Understandably, any Jew watching this clip would feel alarm. But there's more to this clip than the narrative it tells. I'll begin with its source: CBN. The Christian Broadcasting Network was founded by the conservative televangelist Pat Robertson. As a representative of the far-right evangelical Christian community, he is accustomed to inciting controversy for his views. Among other examples, he suggested Ariel Sharon was punished by God after suffering a stroke:



And in case you don't trust MSNBC, here's a clip from CBN two days after 9/11 with Pat Robertson and his ally Jerry Falwell. Not only do they claim God allowed the terrorists to attack us because we haven't pursued their ultra-conservative Christian agenda, but Falwell says we probably deserved it.




That clip was filmed more than a year after Sen. McCain called Robertson and his ally Jerry Falwell intolerant and wrongheaded during the 2000 presidential campaign (though he has since backtracked). The point is Robertson views the world through a religious lens - one most of us would not agree with.

As such, when we watch anything from CBN, we need to filter their narrative to determine what we should accept as fact and what we should evaluate as opinion. Of course, this advice holds true for any news source, but for CBN it is especially important. Unlike other news sources that strive for fair and balanced reporting - or at least claim to do so rhetorically - CBN has no qualms in admitting it adheres to an evangelical Christian perspective.

So let me provide another perspective from a Muslim friend who actually lives in Malmö.
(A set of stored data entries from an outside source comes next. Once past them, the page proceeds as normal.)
PR #710, opened 2026-07-31
Move rtlFound with row content in scrollRect (fixes RTL scrambling in TUIs)

nuved:
## Problem

With right-to-left support enabled, RTL text printed by full-screen programs and AI agent CLIs comes out scrambled (drawn in raw logical order), while the same text printed by `cat` renders correctly. Persian/Arabic/Hebrew users chatting with terminal AI agents see most long paragraphs reversed.

## Cause

`scrollRect:downBy:softBreak:` moves characters (memmove) and external attributes between rows, but not the per-line `rtlFound` metadata. Bidi analysis is gated on that flag: `populateRTLState` skips paragraphs whose lines lack it and actively nulls their display info. So any RTL row moved by a region scroll (DECSTBM margin scrolling, IND at the bottom margin, IL/DL) is left with a stale `rtlFound=NO`, loses its BidiDisplayInfo on the next populate pass, and renders in logical order. TUIs scroll and repaint their regions constantly; `cat` never does, which is why plain output was unaffected.

## Fix

Carry `rtlFound` with the content in the move loop: copied exactly for a full-width move, ORed in for a partial-width move (a stale YES only costs a wasted bidi analysis; a stale NO renders RTL text backwards).

## Testing

- New `ModernTests/BidiTUIRepaintTests.swift` replays TUI write patterns end to end: repaint cycles (cursor up + EL + rewrite), chunked mid-row streaming, erase-and-rewrite split across frames, region scrolls (grid-level metadata check plus screen-level populate check — both red before the fix), scrollback commits, and a renderer-consistency test that runs the real `synchronizeWithConfig` cadence and asserts the SCA handed to the renderer carries bidi info matching its own content.
- Note: the shared test `FakeSession` never implemented `screenRestore(_:)` (so `_sharedStateCount` never returned to zero and all syncs short-circuited) or `screenUpdateDisplay(_:)`. The new tests use a subclass implementing both the way PTYSession does; the existing fixture is unchanged.
- `tests/rtl-tui-repro.sh` reproduces the bug visually with plain escape sequences (repainted and scrolled Persian paragraphs vs. plain-printed controls).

As the CBN video claims, there has been a large influx of Muslim immigrants to Sweden, as well as other Scandinavian and European countries. Many have come because of wars in Iraq and the Balkans or because of persecution in their home countries. However, as she told me, "there is no risk that Muslims will take over Sweden, EVER." Even in Malmö, there is only one mosque outside the city "since the people didn't want one and especially not close to the center."

Muslims face many challenges in Sweden. Many immigrants live in slums, not only because they can't afford better, but because "some areas won't accept immigrants." Meanwhile, Muslims in Denmark face special legal difficulty bringing their spouses to Europe. As such, they often live in Sweden while working in Denmark, further adding to the swell of immigrants in Malmö.

Denmark is now "very open" about their racism, as shown by the firebrand anti-Islam politician Geert Wilders, who pretended to tear a Qur'an in half in his documentary Fitna. Importantly, Wilders has strong ties with the Swedish Democrats (SD) party and the International Free Press Society quoted in the CBN clip. According to my friend, SD is a racist party and no other Swedish party is "willing to talk to them [and] the newspapers won't publish anything that has to do with them." Importantly, there is a mainstream Christian party called the Christian Democrats.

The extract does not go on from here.